(Saved entries)
======
PR #304, opened 2017-08-10
Use twitch api v5 and twitch ids instead of usernames

### LINKED ISSUE #302: Move Twitch api calls to v5

BatedUrGonnaDie:
Closes #302

### DIFF
--- a/app/models/concerns/twitch_user.rb
+++ b/app/models/concerns/twitch_user.rb
@@ -12,7 +12,7 @@ module TwitchUser
     end
 
     def twitch_sync!
-      body = Twitch::User.get(name)
+      body = Twitch::User.get(self)
 
       basic_info = JSON.parse(body)
 
--- a/app/models/concerns/twitch_user.rb
+++ b/app/models/concerns/twitch_user.rb
@@ -12,13 +12,14 @@ module TwitchUser
     end
 
     def twitch_sync!
-      body = Twitch::User.get(self)
+      body = Twitch::User.get(twitch_id)
 
       basic_info = JSON.parse(body)
 
       twitch_id = basic_info['_id']
       name = basic_info['name']
       avatar = basic_info['logo']
+      display_name = basic_info['display_name']
 
       if avatar.nil?
         avatar = 'https://static-cdn.jtvnw.net/jtv_user_pictures/xarth/404_user_150x150.png'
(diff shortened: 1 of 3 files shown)


app/models/concerns/twitch_user.rb
```diff
@@ -12,7 +12,7 @@ def follows
     end
 
     def twitch_sync!
-      body = Twitch::User.get(name)
+      body = Twitch::User.get(self)
```
glacials: For code in `lib/` it's generally good to keep inputs super simple (ids rather than whole ActiveRecord objects) so that the library stays hyperfocused on abstracting the communication part and doesn't accidentally take on other responsibilities.

app/models/concerns/twitch_user.rb
```diff
@@ -12,7 +12,7 @@ def follows
...
 
       basic_info = JSON.parse(body)
```
glacials: Can you also add `twitch_display_name` to the attributes we update in this section? I just realized we don't do it here but we do in `SessionsController#create`.

app/models/concerns/twitch_user.rb
BatedUrGonnaDie: Gotcha, that would explain why it passed name before instead of a User object.

lib/twitch.rb
```diff
@@ -33,7 +33,7 @@ def self.followed_ids(login)
 
     class << self
       def get(login)
-        route(login).get(Twitch.headers)
+        route(login.twitch_id).get(Twitch.headers)
```
glacials: Is this right? Also can we change `login` to `id` if these are all IDs now?

BatedUrGonnaDie: Should I change that to only pass id as well?  That one was passing a user object in from the beginning, and I didn't change how the function was called.  Previously it would implicitly .to_s the user object.  The only place I could see it called was from twitch_user.rb on line 10.

glacials: Wow haha ok that was totally messed up then, even though it technically still worked. Yeah if anything is a user object but is called `login` something is definitely amiss. Let's change to ID.

BatedUrGonnaDie: Okie dokie, I'll change the calls to just pass in the twitch id, and then in the functions rename the parameters to just id.

BatedUrGonnaDie:
No problem.  A side effect of this change should fix the unicode errors for users that have non ascii display names since it's no longer trying to call .to_s on a user object which defaults to display_name since I added that in the past.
======
= Exercise directions =
Give the records above again in full, keeping every character unchanged.

= Result =
PR #304, opened 2017-08-10
Use twitch api v5 and twitch ids instead of usernames

### LINKED ISSUE #302: Move Twitch api calls to v5

BatedUrGonnaDie:
Closes #302

### DIFF
--- a/app/models/concerns/twitch_user.rb
+++ b/app/models/concerns/twitch_user.rb
@@ -12,7 +12,7 @@ module TwitchUser
     end
 
     def twitch_sync!
-      body = Twitch::User.get(name)
+      body = Twitch::User.get(self)
 
       basic_info = JSON.parse(body)
 
--- a/app/models/concerns/twitch_user.rb
+++ b/app/models/concerns/twitch_user.rb
@@ -12,13 +12,14 @@ module TwitchUser
     end
 
     def twitch_sync!
-      body = Twitch::User.get(self)
+      body = Twitch::User.get(twitch_id)
 
       basic_info = JSON.parse(body)
 
       twitch_id = basic_info['_id']
       name = basic_info['name']
       avatar = basic_info['logo']
+      display_name = basic_info['display_name']
 
       if avatar.nil?
         avatar = 'https://static-cdn.jtvnw.net/jtv_user_pictures/xarth/404_user_150x150.png'
(diff shortened: 1 of 3 files shown)


app/models/concerns/twitch_user.rb
```diff
@@ -12,7 +12,7 @@ def follows
     end
 
     def twitch_sync!
-      body = Twitch::User.get(name)
+      body = Twitch::User.get(self)
```
glacials: For code in `lib/` it's generally good to keep inputs super simple (ids rather than whole ActiveRecord objects) so that the library stays hyperfocused on abstracting the communication part and doesn't accidentally take on other responsibilities.

app/models/concerns/twitch_user.rb
```diff
@@ -12,7 +12,7 @@ def follows
...
 
       basic_info = JSON.parse(body)
```
glacials: Can you also add `twitch_display_name` to the attributes we update in this section? I just realized we don't do it here but we do in `SessionsController#create`.

app/models/concerns/twitch_user.rb
BatedUrGonnaDie: Gotcha, that would explain why it passed name before instead of a User object.

lib/twitch.rb
```diff
@@ -33,7 +33,7 @@ def self.followed_ids(login)
 
     class << self
       def get(login)
-        route(login).get(Twitch.headers)
+        route(login.twitch_id).get(Twitch.headers)
```
glacials: Is this right? Also can we change `login` to `id` if these are all IDs now?

BatedUrGonnaDie: Should I change that to only pass id as well?  That one was passing a user object in from the beginning, and I didn't change how the function was called.  Previously it would implicitly .to_s the user object.  The only place I could see it called was from twitch_user.rb on line 10.

glacials: Wow haha ok that was totally messed up then, even though it technically still worked. Yeah if anything is a user object but is called `login` something is definitely amiss. Let's change to ID.

BatedUrGonnaDie: Okie dokie, I'll change the calls to just pass in the twitch id, and then in the functions rename the parameters to just id.

BatedUrGonnaDie:
No problem.  A side effect of this change should fix the unicode errors for users that have non ascii display names since it's no longer trying to call .to_s on a user object which defaults to display_name since I added that in the past.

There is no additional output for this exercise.